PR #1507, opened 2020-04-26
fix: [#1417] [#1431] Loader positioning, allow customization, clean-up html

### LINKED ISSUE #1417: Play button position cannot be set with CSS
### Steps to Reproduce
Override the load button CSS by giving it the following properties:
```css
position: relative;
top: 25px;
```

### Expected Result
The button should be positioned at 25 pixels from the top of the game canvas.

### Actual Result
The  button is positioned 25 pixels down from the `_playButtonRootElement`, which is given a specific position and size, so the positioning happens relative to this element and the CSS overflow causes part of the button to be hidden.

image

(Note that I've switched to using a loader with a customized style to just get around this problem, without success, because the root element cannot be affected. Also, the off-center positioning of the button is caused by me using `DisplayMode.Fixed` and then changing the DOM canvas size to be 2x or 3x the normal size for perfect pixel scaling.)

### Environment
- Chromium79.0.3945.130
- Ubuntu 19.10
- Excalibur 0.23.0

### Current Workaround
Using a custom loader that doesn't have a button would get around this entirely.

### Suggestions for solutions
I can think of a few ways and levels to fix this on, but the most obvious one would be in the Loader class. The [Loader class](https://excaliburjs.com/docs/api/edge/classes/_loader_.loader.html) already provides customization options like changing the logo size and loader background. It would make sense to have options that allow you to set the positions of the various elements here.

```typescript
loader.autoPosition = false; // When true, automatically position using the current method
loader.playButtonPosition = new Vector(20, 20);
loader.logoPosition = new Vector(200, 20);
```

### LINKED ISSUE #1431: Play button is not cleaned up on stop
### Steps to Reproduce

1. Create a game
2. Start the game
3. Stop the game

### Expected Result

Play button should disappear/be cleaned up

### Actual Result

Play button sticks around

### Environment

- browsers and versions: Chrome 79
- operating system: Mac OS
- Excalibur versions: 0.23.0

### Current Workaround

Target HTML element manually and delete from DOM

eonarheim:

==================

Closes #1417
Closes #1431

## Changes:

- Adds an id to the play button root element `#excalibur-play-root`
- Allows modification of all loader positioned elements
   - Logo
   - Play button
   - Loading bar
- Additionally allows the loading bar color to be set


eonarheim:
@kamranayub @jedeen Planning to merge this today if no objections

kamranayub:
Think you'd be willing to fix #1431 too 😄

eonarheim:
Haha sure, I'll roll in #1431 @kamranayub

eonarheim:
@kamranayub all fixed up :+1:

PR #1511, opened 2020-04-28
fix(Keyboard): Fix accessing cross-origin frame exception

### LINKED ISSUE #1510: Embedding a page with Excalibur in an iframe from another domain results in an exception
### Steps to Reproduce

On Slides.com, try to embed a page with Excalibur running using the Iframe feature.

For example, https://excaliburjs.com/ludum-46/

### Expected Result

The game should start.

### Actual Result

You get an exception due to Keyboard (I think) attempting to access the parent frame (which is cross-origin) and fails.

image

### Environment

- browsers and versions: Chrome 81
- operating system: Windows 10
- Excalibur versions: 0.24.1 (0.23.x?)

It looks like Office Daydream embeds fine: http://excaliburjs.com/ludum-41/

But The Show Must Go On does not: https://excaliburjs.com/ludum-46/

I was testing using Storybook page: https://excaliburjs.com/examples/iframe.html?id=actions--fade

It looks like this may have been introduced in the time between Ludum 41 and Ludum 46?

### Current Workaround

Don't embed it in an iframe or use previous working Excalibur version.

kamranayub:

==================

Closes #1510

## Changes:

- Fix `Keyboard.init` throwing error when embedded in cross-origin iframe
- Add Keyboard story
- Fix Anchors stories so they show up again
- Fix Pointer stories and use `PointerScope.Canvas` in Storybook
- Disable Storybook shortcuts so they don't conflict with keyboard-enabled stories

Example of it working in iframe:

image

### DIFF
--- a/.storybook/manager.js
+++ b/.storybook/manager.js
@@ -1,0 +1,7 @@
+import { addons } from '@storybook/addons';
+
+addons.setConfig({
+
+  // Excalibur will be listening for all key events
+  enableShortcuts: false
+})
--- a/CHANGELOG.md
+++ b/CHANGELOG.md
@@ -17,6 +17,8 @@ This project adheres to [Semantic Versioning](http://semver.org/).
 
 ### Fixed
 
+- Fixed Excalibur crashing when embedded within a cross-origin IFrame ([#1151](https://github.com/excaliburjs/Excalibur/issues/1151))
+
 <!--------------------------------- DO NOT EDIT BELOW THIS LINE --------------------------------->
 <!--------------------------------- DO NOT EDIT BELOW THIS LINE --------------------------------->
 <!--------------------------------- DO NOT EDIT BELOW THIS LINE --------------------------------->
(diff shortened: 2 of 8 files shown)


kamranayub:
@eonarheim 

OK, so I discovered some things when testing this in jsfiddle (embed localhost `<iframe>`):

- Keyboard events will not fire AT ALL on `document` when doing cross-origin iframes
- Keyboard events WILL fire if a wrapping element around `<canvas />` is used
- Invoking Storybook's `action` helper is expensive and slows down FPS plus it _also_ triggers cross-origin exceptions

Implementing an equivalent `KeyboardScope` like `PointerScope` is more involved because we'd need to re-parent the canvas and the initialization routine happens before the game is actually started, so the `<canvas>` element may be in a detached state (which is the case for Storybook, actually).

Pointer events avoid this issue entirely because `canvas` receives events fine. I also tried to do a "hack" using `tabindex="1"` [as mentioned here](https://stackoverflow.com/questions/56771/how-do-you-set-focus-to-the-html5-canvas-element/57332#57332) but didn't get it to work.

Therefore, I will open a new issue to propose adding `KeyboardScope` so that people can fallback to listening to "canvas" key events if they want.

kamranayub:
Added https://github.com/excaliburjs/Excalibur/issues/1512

● ● ●

■ WHAT IS EXPECTED
Return all lines in the data that include the word "should".

■ PROBLEM SOLUTION
The button should be positioned at 25 pixels from the top of the game canvas.
Play button should disappear/be cleaned up
The game should start.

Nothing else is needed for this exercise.